(Stored data)

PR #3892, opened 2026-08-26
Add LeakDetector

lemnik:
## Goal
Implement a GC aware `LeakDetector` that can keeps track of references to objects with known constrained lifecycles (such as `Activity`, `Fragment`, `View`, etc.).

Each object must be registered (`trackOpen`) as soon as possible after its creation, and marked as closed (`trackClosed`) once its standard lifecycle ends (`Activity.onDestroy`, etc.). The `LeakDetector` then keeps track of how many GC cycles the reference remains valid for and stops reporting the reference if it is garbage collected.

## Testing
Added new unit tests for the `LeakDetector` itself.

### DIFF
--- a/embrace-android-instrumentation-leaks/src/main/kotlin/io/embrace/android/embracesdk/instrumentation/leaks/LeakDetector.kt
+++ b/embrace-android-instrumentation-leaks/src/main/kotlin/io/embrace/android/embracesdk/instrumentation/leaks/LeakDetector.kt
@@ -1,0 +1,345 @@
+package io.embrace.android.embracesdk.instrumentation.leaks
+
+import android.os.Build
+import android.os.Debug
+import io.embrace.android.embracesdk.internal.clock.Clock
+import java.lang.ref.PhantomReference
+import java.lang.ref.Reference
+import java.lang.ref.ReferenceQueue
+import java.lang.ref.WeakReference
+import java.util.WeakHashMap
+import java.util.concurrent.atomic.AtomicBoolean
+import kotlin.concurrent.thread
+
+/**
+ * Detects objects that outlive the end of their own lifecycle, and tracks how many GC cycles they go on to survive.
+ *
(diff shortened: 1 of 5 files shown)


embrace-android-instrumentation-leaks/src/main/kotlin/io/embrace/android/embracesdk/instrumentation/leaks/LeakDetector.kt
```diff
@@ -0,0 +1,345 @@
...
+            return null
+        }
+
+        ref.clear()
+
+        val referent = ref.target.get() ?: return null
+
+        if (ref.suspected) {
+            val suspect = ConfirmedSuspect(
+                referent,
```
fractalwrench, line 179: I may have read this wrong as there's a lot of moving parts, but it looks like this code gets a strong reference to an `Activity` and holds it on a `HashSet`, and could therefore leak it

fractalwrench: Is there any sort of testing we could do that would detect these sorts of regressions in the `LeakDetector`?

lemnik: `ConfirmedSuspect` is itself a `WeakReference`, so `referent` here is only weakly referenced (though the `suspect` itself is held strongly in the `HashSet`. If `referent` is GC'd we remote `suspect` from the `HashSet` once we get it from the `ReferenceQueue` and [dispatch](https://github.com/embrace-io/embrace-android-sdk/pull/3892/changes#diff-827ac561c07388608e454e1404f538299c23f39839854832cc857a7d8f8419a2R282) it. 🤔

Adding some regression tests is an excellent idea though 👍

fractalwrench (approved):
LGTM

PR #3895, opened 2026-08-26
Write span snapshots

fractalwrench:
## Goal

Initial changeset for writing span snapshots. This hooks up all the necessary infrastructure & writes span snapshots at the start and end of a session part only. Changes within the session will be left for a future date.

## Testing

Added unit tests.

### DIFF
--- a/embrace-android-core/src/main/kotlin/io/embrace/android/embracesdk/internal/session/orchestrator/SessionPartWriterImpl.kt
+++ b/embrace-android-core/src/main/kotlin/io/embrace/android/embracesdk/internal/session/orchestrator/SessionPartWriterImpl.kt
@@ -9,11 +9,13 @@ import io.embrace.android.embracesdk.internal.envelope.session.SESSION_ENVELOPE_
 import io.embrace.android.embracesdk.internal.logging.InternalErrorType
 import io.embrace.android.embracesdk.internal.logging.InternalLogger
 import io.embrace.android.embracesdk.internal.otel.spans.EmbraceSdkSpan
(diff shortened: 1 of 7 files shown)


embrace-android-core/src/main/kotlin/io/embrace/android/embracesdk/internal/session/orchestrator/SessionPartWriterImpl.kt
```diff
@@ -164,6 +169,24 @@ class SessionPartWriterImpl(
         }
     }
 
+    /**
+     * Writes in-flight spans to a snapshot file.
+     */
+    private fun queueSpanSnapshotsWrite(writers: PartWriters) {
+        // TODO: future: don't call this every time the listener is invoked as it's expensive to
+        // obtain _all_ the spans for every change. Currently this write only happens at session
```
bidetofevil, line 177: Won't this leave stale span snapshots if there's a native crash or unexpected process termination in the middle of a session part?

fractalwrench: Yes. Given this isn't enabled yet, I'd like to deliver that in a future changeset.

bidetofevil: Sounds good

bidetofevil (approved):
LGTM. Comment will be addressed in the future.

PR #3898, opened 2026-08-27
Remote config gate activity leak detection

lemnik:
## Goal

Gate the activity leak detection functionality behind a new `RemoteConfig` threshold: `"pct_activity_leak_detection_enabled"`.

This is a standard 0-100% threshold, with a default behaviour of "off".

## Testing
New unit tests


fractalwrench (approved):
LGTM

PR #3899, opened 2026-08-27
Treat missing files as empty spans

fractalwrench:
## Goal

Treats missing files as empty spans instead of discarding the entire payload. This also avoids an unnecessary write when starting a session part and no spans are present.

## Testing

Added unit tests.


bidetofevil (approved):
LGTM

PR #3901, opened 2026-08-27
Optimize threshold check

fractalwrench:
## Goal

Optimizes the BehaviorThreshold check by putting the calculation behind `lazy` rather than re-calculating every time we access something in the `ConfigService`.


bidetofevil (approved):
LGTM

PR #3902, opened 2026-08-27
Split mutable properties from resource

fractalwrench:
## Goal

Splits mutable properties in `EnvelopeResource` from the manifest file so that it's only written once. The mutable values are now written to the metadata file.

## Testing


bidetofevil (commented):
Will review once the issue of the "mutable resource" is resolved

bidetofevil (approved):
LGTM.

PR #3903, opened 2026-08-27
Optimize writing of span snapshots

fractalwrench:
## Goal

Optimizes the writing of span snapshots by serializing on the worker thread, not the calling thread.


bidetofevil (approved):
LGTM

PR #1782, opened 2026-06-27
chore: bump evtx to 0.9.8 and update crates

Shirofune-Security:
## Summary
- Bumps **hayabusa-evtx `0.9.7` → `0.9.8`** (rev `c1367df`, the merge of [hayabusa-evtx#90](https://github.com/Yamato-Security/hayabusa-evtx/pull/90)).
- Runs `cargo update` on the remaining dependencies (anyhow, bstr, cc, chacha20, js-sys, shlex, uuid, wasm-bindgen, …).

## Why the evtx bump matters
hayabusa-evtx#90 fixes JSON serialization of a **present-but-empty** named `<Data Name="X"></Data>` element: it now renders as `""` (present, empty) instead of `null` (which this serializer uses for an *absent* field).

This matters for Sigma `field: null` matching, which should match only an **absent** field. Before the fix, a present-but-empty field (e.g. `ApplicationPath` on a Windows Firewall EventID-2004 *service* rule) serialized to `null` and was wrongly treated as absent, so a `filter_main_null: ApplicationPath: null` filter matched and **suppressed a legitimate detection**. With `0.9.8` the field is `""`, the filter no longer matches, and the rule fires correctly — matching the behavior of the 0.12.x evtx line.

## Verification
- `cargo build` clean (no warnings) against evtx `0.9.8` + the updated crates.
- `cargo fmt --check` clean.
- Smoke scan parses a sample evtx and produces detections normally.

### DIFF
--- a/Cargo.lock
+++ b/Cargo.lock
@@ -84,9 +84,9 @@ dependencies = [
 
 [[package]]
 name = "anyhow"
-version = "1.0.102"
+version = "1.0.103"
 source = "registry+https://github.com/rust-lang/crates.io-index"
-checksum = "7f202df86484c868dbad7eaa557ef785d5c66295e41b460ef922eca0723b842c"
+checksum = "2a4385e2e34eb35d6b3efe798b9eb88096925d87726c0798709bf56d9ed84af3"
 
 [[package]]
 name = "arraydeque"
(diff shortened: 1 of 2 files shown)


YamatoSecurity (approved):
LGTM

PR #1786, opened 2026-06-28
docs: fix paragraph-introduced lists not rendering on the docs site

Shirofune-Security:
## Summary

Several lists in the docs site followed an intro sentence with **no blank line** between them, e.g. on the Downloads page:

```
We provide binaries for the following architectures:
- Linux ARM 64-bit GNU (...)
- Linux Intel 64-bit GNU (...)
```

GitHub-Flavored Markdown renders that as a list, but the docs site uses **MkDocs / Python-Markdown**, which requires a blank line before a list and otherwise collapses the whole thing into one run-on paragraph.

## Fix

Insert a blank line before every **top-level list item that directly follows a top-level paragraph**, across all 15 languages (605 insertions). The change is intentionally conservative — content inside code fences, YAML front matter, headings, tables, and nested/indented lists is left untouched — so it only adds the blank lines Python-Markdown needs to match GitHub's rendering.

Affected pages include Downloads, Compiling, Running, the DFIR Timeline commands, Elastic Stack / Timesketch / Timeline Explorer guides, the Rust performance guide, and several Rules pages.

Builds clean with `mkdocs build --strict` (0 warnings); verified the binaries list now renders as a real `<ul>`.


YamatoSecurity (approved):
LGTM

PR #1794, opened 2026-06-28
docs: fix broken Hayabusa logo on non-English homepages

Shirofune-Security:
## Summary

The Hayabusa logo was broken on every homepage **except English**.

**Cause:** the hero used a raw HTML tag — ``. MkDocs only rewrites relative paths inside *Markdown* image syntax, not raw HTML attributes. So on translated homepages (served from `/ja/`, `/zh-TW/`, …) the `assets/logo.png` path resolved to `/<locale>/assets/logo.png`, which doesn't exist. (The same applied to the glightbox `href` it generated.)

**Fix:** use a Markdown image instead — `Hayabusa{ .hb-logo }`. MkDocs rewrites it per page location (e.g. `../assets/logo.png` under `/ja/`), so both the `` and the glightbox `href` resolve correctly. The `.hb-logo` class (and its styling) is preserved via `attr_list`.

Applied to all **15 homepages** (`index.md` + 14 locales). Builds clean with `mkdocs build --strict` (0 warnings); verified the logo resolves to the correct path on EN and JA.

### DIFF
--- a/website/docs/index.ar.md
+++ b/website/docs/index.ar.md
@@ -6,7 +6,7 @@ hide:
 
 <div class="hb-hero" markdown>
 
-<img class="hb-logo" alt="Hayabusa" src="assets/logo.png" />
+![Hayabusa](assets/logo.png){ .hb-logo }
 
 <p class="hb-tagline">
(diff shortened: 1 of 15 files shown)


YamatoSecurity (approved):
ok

Activity
Print the records above verbatim from their first line to the line containing "Implement a GC", both included, and stop there.

Written solution
PR #3892, opened 2026-08-26
Add LeakDetector

lemnik:
## Goal
Implement a GC aware `LeakDetector` that can keeps track of references to objects with known constrained lifecycles (such as `Activity`, `Fragment`, `View`, etc.).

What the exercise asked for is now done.